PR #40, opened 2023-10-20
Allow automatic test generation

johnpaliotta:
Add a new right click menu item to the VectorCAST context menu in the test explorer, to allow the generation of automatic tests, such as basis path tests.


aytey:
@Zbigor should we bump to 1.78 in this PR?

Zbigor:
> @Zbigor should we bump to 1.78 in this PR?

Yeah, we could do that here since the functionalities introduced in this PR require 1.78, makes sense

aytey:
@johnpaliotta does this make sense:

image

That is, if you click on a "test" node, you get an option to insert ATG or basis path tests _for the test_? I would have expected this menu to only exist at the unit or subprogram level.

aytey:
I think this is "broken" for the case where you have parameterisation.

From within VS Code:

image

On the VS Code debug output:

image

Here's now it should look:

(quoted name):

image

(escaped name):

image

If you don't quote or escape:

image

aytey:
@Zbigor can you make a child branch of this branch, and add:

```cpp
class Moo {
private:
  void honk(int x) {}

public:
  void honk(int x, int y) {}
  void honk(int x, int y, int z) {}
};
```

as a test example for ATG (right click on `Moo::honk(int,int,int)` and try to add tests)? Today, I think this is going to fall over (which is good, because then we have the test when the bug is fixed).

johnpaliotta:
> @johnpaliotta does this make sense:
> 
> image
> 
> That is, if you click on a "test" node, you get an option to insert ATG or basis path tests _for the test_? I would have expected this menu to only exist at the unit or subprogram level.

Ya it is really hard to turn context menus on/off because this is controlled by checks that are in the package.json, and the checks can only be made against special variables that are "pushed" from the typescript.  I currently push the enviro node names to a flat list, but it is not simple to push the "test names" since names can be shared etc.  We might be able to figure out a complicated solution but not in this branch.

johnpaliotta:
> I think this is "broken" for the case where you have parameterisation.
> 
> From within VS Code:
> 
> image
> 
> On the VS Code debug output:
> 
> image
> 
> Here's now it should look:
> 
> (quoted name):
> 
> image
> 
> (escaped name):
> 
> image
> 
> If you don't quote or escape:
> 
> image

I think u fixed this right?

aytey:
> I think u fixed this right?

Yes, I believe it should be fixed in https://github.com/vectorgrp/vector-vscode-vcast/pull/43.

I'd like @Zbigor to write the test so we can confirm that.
* * *
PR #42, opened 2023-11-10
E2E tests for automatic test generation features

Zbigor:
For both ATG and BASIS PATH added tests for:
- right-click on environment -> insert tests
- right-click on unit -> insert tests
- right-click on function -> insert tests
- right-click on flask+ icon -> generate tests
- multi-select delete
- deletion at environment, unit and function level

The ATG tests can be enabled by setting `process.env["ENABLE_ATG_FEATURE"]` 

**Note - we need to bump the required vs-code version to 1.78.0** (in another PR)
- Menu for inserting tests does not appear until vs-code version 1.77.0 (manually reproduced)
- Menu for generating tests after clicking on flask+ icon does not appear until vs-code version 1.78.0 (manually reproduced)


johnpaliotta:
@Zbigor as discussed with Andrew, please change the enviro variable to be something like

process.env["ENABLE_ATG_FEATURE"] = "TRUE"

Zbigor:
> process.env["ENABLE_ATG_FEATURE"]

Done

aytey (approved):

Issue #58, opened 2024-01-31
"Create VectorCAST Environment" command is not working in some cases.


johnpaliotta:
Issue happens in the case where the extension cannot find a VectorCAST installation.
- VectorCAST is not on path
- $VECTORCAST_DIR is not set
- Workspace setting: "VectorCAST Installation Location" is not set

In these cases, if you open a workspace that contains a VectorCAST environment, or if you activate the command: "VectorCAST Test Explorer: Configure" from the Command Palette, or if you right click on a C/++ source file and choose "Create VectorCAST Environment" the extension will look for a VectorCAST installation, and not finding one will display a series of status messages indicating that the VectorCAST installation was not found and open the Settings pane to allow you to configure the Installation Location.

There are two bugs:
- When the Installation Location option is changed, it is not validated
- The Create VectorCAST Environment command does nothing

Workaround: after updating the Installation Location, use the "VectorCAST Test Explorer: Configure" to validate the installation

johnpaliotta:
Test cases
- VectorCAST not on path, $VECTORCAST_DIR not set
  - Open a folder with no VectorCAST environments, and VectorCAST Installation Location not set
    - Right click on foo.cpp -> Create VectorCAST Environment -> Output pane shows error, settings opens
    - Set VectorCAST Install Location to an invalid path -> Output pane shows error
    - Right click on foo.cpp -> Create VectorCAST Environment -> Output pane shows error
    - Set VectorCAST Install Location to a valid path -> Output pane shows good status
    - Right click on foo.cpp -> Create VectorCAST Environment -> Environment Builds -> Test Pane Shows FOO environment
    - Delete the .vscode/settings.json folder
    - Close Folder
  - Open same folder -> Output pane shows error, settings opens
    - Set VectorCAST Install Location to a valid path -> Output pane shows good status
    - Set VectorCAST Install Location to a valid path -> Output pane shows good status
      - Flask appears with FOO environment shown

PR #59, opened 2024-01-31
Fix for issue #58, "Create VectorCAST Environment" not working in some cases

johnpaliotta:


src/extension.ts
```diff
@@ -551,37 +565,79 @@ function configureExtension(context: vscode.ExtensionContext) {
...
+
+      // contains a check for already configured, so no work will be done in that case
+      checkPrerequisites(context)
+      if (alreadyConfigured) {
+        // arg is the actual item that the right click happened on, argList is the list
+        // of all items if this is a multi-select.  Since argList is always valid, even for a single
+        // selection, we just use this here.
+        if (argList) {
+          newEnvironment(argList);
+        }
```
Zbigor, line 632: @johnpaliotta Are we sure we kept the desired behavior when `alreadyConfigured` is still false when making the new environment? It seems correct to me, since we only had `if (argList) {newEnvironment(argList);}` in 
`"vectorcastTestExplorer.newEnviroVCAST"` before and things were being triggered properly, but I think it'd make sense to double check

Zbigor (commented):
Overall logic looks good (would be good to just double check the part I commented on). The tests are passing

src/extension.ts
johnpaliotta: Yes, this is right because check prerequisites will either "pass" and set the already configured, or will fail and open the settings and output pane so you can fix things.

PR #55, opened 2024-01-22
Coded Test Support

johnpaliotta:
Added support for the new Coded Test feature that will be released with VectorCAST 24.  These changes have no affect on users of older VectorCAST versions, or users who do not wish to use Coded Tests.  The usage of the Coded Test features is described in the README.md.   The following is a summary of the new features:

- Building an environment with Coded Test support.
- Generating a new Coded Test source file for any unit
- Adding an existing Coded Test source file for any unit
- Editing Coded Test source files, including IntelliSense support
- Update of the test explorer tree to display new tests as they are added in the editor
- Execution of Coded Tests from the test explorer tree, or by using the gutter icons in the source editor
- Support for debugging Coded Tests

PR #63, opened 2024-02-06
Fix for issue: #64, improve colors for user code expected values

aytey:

Task description >> Each line above that has the word "editor" must be copied.

Reply >>
- Update of the test explorer tree to display new tests as they are added in the editor
- Execution of Coded Tests from the test explorer tree, or by using the gutter icons in the source editor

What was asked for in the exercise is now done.